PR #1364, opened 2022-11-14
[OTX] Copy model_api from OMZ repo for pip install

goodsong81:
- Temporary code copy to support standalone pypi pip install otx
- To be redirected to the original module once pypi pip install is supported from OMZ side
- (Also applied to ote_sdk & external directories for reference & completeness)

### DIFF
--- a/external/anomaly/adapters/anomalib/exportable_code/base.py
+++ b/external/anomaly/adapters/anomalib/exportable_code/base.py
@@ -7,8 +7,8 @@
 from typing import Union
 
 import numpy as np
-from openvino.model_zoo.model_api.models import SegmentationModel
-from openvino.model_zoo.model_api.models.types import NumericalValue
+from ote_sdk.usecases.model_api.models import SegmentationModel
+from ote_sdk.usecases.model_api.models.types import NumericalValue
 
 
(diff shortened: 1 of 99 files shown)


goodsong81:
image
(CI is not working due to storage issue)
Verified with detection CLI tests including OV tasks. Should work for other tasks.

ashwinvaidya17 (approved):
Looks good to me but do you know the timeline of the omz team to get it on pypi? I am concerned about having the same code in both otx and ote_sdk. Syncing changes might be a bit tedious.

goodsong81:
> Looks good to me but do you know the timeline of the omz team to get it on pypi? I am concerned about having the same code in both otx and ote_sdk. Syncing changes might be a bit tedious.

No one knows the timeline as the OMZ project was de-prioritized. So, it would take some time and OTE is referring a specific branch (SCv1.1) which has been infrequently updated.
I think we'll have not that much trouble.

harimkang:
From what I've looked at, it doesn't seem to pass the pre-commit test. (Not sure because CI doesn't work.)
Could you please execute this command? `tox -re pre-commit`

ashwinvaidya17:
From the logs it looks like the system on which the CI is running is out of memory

==

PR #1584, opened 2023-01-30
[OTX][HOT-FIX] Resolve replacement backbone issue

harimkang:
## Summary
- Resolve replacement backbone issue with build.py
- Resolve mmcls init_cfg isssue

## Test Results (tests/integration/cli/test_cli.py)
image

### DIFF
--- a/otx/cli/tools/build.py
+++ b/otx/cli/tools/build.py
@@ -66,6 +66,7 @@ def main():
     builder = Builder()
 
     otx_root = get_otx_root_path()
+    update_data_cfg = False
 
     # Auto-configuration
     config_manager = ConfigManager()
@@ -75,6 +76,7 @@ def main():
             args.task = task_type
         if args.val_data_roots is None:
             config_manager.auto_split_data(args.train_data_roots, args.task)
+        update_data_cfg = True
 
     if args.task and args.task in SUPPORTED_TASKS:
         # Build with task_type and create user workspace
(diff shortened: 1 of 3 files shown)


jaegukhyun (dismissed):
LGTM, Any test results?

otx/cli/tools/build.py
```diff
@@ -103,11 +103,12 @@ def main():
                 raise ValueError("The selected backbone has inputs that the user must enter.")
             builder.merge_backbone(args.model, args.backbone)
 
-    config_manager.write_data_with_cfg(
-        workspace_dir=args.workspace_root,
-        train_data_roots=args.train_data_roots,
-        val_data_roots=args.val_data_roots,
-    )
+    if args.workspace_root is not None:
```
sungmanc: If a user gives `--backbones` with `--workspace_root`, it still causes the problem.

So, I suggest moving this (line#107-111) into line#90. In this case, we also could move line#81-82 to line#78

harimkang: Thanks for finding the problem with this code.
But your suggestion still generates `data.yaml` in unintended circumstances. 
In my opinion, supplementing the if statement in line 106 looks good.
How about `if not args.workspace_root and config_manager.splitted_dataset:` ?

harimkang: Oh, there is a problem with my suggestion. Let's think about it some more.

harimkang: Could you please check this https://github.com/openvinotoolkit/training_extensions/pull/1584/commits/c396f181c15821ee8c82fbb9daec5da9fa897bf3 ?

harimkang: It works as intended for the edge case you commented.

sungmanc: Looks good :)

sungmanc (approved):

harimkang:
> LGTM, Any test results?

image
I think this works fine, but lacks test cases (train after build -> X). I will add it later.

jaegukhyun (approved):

[TASK GOAL]:
Note each line of the entries that has "replacement" in it, and copy those lines.

[EXERCISE ANSWER]:
[OTX][HOT-FIX] Resolve replacement backbone issue
- Resolve replacement backbone issue with build.py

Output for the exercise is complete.